1. how can you get sin2x - tanx to

2cos2x?
2. sin2x - tanx
=2sinxcosx - sinx/cosx
=sinx(2cosx - 1/cosx)
=sinx[(2cos²x-1)/cosx]
=sinx[(cos2x)/cosx]
=tanxcos2x

hmmmm maybe not that way :s
3. i got 2 tanXcos2X...dnt knw how toget furtha??
4. Q must b wrong
5. (Original post by nas7232)
how can you get sin2x - tanx to

2cos2x?
What is the full question? to prove that they are equal?

If so: sin2x - tanx

=> 2sinxcosx - sinx/cosx

=> [2sinxcos2x - sinx]/cosx

=> [sinx(2cos2x - 1)]/cosx

=> tanxcos2x

Now tanx =/= cos2x so I guess I have done something wrong or the question is wrong.
6. (Original post by mackin boi)
i got 2 tanXcos2X...dnt knw how toget furtha??
hmmm how u get the 2? Can u show ur working?
7. i cant see how its possible either
8. (Original post by samdavyson)
What is the full question? to prove that they are equal?

If so: sin2x - tanx

=> 2sinxcosx - sinx/cosx

=> [2sinxcos2x - sinx]/cosx

=> [sinx(2cos2x - 1)]/cosx

=> tanxcos2x

Now tanx =/= cos2x so I guess I have done something wrong or the question is wrong.
ops sorry, that was part a) done right

part b is sin2x - tanx = 2cos2x
solve that equation
in the interval of 0<x<180

Sorry! i typed the question out wrong lol
9. (Original post by Syncman)
hmmm how u get the 2? Can u show ur working?
The question must be a mistake.

I don't think there should be a 2 in that either.
10. ah i can do it now...what a waste of thread
11. (Original post by nas7232)
how can you get sin2x - tanx to

2cos2x?
sin2x - tanx
= 2sincosx - sinx/cosx
= (2sinxcos^2x - sinx)/cosx
= {2sinx[(cos2x + 1)/2] - sinx}/cosx
= {sinx(cos2x + 1) - sinx}/cosx
= {sinxcos2x + sinx - sinx}/cosx
= sinxcos2x/cosx
= tanx.cos2x

12. ops sorry, that was part a) done right

part b is sin2x - tanx = 2cos2x
solve that equation
in the interval of 0<x<180

Sorry! i typed the question out wrong lol
.
13. (Original post by nas7232)
ah i can do it now...what a waste of thread
I still can't see how to solve it.

(Original post by nas7232)
ops sorry, that was part a) done right

part b is sin2x - tanx = 2cos2x
solve that equation
in the interval of 0<x<180

Sorry! i typed the question out wrong lol
Ahh.
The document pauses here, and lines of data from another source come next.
Issue #368, opened 2025-03-17
Website-provided anonymizing proxy


zcorpan:
Currently, the options for `anonymous-client-ip-when-cross-origin` (ACIWCO) are for the UA to use a UA-defined privacy-preserving proxy (PPP) or to not prefetch at all.

> The user agent must use a [connection](https://fetch.spec.whatwg.org/#concept-connection) which anonymizes the client IP address (e.g., using a proxy) when fetching request, or set response to a [network error](https://fetch.spec.whatwg.org/#concept-network-error) and [break](https://infra.spec.whatwg.org/#iteration-break).

[source](https://wicg.github.io/nav-speculation/prefetch.html#create-navigation-params-by-fetching:~:text=The%20user%20agent%20must%20use%20a%20connection%20which%20anonymizes%20the%20client%20IP%20address%20%28e%2Eg%2E%2C%20using%20a%20proxy%29%20when%20fetching%20request%2C%20or%20set%20response%20to%20a%20network%20error%20and%20break%2E)

We wonder if it's possible for websites to provide their own PPP and specify it as part of the speculation rule. The privacy responsibility would then be burdened by the website and the provided PPP, if the UA uses it for the prefetch. The UA could then choose to still use its own PPP, use the website-provided PPP, or not prefetch.

domenic:
This makes sense to me, and seems like a good idea on the surface. Although I am not intimately familiar with the PPP that Chrome uses and whether there would be any caveats here. Let me get in touch with them and get them to fill me in.

domenic:
We spent some time discussing this internally at Google and all parties are aligned on it being a good direction. (Namely: the Chrome web platform team building the prefetching feature; the team running the PPP Chrome is using; and Google Search, which is the current major user of the proxy.)

However, the details will be tricky to get right and will take some time. The two main areas for discussion would be:

* How or whether we can specify an open standard for such proxies, what they must behave like, and how to ensure they're secure. For example, they must not allow the referrer site to change the prefetched content. As a first approximation, a passthrough CONNECT where the target URL must be HTTPS and the proxy must be hosted on the same domain as the referrer is a good starting point, but there are probably a lot more details.

* How the proxy operator can be open to a wider set of users, from multiple browsers, without just supplying a "free VPN" to anyone. Today Chrome + Google's PPP solves this in the same way that Chrome couples to other Google services, like sync, translation, and wallet. Coming up with some new system will be trickier.

[...]

PR #428, opened 2026-03-10
Add explainer and server requirements for Referrer-Provided Prefetch Proxies

rrliu:
This PR introduces an early design sketch for the **Referrer-Provided Prefetch Proxies** architecture.

It allows referring sites to operate their own privacy-preserving proxy servers for cross-origin prefetching. This shifts the operational cost to the party benefiting from faster navigations and aligns the proxy trust model without compromising client privacy.

### Documents added
1. **`referrer_provided_prefetch_proxies_draft.md`**: The main explainer outlining the problem, use cases, and proposed changes (new Speculation Rule requirements). Includes answers to the security and privacy self-review questionnaire.
2. **`referrer_provided_prefetch_proxy_server_requirements.md`**: Client-server protocol and server requirements (abuse prevention, privacy goals, geolocation).


rrliu:
This explainer intends to address issue #368.

referrer_provided_prefetch_proxies_draft.md
```diff
@@ -0,0 +1,249 @@
+# Explainer: Referrer-Provided Prefetch Proxies
+
+This proposal is an early design sketch by the Chrome Prefetch Proxy team to describe the problem below and solicit feedback on the proposed solution. It has not been approved to ship in Chrome.
```
tunetheweb, line 3: Let's add a one liner description to here, so people don't need to scroll down to even understand if they're interested in this.

referrer_provided_prefetch_proxies.md
```diff
@@ -0,0 +1,249 @@
...
+
+<!-- END doctoc generated TOC please keep comment here to allow auto update -->
+
+## Introduction
+
+Web developers use **speculation rules** to instruct the browser to perform navigation actions like prefetching or prerendering before navigation starts, speeding up subsequent navigations. For cross-origin prefetches, the user’s IP address must be anonymized to prevent the origin from learning that a UA speculatively navigated to a page before the user expressed intent to navigate.
+
+IP anonymization [is understood to mean that the user agent should hide or mask the external IP address of the client](https://github.com/WICG/nav-speculation/blob/main/anonymous-client-ip.md). IP anonymization may be requested by a referring page to avoid leaking client PII when performing a cross-origin prefetch. This requirement is expressed as a speculation rule requirement: "anonymous-client-ip-when-cross-origin" (**ACIWCO**). Speculation rules can include arrays of speculation rule requirements and ACIWCO is the only one yet defined. When set in a rule, ACIWCO requires a **cross-origin prefetch IP anonymization policy** to be set for the prefetch candidate corresponding to the rule.
```
tunetheweb:
```suggestion
IP anonymization [is understood to mean that the user agent should hide or mask the external IP address of the client](https://github.com/WICG/nav-speculation/blob/main/anonymous-client-ip.md). IP anonymization may be requested by a referring page to avoid leaking client PII when performing a cross-origin prefetch. This requirement is expressed as a speculation rule requirement: `"anonymous-client-ip-when-cross-origin"` (**ACIWCO**). Speculation rules can include arrays of speculation rule requirements and ACIWCO is the only one yet defined. When set in a rule, ACIWCO requires a **cross-origin prefetch IP anonymization policy** to be set for the prefetch candidate corresponding to the rule.
```

referrer_provided_prefetch_proxies.md
```diff
@@ -0,0 +1,249 @@
...
+
+Today, the Prefetch spec asks browsers to implement a cross-origin prefetch IP anonymization policy. Previous work has described [a browser-provided privacy-preserving prefetch proxy](https://github.com/buettner/private-prefetch-proxy). This isn’t ideal for a few reasons: costs are a significant factor for vendors; privacy concerns limit the use of browser-provided prefetch proxies; and referrers don’t share the cost of supporting their speculation rules.
```
tunetheweb: Link to spec. And let's move cost to be the secondary consideration and add a third reason.

```suggestion
Today, [the spec](https://html.spec.whatwg.org/multipage/speculative-loading.html#speculative-loading:~:text=If%20rule%27s%20requirements%20contains%20%22anonymous%2Dclient%2Dip%2Dwhen%2Dcross%2Dorigin%22%2C%20then%20set%20anonymizationPolicy%20to%20a%20cross%2Dorigin%20prefetch%20IP%20anonymization%20policy%20whose%20origin%20is%20document%27s%20origin.) asks browsers to implement a cross-origin prefetch IP anonymization policy.

Previous work has described [a browser-provided privacy-preserving prefetch proxy](https://github.com/buettner/private-prefetch-proxy). This isn’t ideal for a few reasons: privacy concerns limit the use of browser-provided prefetch proxies; costs are also a significant factor for vendors—referrers don’t share the cost of supporting their speculation rules.
```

Thank the heavens.

sin2x - tanx = 2cos2x

=> cos2xtanx = 2cos2x

=> cos2x = 0

OR => tanx = cos2x

=> sinx/cosx = cos2x - sin2x

=> Then what?
14. part b is sin2x - tanx = 2cos2x
solve that equation
in the interval of 0<x<180

as you worked out:

sin2x - tanx = tanx.cos2x

tanx.cos2x = 2cos2x
tan.cos2x - 2cos2x = 0
cos2x(tanx - 2)=0
cos2x = 0
or tanx = 2

solutions
45,63.4,135

once again, sry for not typing it out properly. Now i know why i couldn't initially do it.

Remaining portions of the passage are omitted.